Once you have found the exact index (i.e. the position) of the character you are searching for, you can use it in a string slice, as follows.

email = 'person@test.com'

position_at = email.index('@')

username = email[ 0 : position_at ]
print(username)
## prints 'person'

domain = email[ position_at + 1 : len(email) ]
print(domain)
## prints 'test.com'

Exercise 3.5.#

Create a variable named url and assign it following string: https://www.universiteitleiden.nl.

Try to write code which can extract the top-level domain (i.e. the country code) from this url.

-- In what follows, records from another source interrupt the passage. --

PR #4766, opened 2026-09-11
Ftr/dev 16050 subaward ratio

james-at-kc:
## Description:

The /api/v2/search/spending_by_subaward_grouped endpoint accepts some filters and returns a list of prime awards and some data on the aggregate of the subawards underneath. Currently the endpoint response resembles the following:

 {
   "limit": ...,
   "page_metadata": ...,
   "messages": ...,
   "results": [
     {
       "award_id": ...,
       "subaward_count": ...,
       "subaward_obligation": ...,
       "award_generated_internal_id": ...
     },
     ...
   ]
 }
To support further work with the endpoint we want to add a new field that captures the ratio of subaward amount to prime award amount.

## Technical Details:
This may involve adding the ratio into the OpenSearch index depending on how something such as a bucket sort on the ratio of two values may work. If this needs to be added, we will need to add a new _sort field as well to account for the floating point precision issue.

Acceptance Criteria
The results list should contain a new field called subaward_to_award_ratio that captures subaward_obligation / <OBLIGATIONS>

<OBLIGATION> refers to  total_subsidy_cost for loans and total_obligation for all other types

subaward_obligation refers to the value currently returned in the response

The results list should contain a new field called award_obligation that captures total_subsidy_cost for loans and total_obligation for all other types

Pagination should be supported for both the new fields (subaward_to_award_ratio and award_obligation ), falling back to the award_id as a default in the case of two values matching

The API contract should be updated to include these new fields

## Requirements for PR Merge:

    1. API Contracts
    2. API UI
    3. Comments
5. [ ] Jira Ticket(s)


usaspending_api/api_docs/markdown/endpoints.md
sethstoudenmier, line 1: Did line endings get updated in this file? Seeing a lot more in the changeset than I would have thought.

usaspending_api/etl/es_award_template.json
```diff
@@ -847,6 +847,10 @@
         "type": "scaled_float",
         "scaling_factor": 100
       },
+      "subaward_to_award_ratio": {
+        "type": "scaled_float",
+        "scaling_factor": 100000000
+      },
```
sethstoudenmier, line 853: Did you find that you needed this logic for subawards that are much smaller than the award amount?

sethstoudenmier (changes requested):
I left some questions to just make sure of some logic before approving. Also, would like to have some tests added / updated to include the new field.

usaspending_api/api_docs/markdown/endpoints.md
james-at-kc: I disavow this monstrosity. 

I made a change to one line: 198

I committed.

Either the linter or some other process alters tabs / spaces / line endings / whitespace following table rows.

It has happened previously when I changed this or similar .md files

I do not know what to tell you. If needed, I can try altering the file using a different editor: notepad, np++, vim...

usaspending_api/etl/es_award_template.json
james-at-kc: Yes, I did. 

For an award of tens of millions of dollars, a subaward of $1000 would go to zero if we scaled to 100 (like other $ amounts in this file). 

The API does not use this scaled_float; pagination uses the _sort long. We can switch this mapping to a normal float with no API impact.

sethstoudenmier: If you saw no issues with using a regular float, then I would recommend moving away from this larger scaled float and instead using a regular float. In this case, the ratio isn't a dollar amount and doesn't need to be scaled by 100.

usaspending_api/database_scripts/etl/award_delta_view.sql
```diff
@@ -147,6 +152,12 @@ SELECT
...
   CAST("total_iija_outlay" * 100 AS BIGINT) AS total_iija_outlay_sort,
   CAST("generated_pragmatic_obligation" * 100 AS BIGINT) AS generated_pragmatic_obligation_sort,
-  CAST("total_subaward_amount" * 100 AS BIGINT) AS total_subaward_amount_sort
+  CAST("total_subaward_amount" * 100 AS BIGINT) AS total_subaward_amount_sort,
+  /*
+   Ratio sort uses a larger scale than dollar amounts so close floating-point ratios stay distinguishable.
+   */
+  CAST(
+    COALESCE("total_subaward_amount", 0) / NULLIF("award_amount", 0) * 100000000 AS BIGINT
+  ) as subaward_to_award_ratio_sort
```
sethstoudenmier: If no longer relying on scaled_float above we should be good to remove the _sort field here. This is intended as a workaround for sorting on a scaled float.

usaspending_api/etl/es_award_template.json
james-at-kc: done!

sethstoudenmier (approved):

usaspending_api/database_scripts/etl/award_delta_view.sql
sethstoudenmier: Didn't mean to keep this comment in the review; closing it as a result.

Tip: this problem can be solved by creating a string slice with the last two characters only, but top-level domains may consist of more than two characters, like ‘.com’ or ‘.amsterdam’. A more generic approach is to make use of the rindex() method, which returns the LAST occurrence of a character.

url = 'https://www.universiteitleiden.nl'

Exercise 3.6.#

Create a variable named filename and assign it the value ‘README.txt’. Next, write some code in Python which can extract the filename without the extension.